Problem details :: Transcribe all of the data, leaving nothing out and changing nothing.

Supplied information ::
PR #2518, opened 2025-03-26
Public Library - compress images in Interrogation

ArnoldSmith86:
All those faces make Interrogation the biggest game in the public library now that Flight is a lot smaller. The faces are definitely more blurry after the compression but you probably do not have to see each and every pore to win the game...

Task output ::
PR #2518, opened 2025-03-26
Public Library - compress images in Interrogation

ArnoldSmith86:
All those faces make Interrogation the biggest game in the public library now that Flight is a lot smaller. The faces are definitely more blurry after the compression but you probably do not have to see each and every pore to win the game...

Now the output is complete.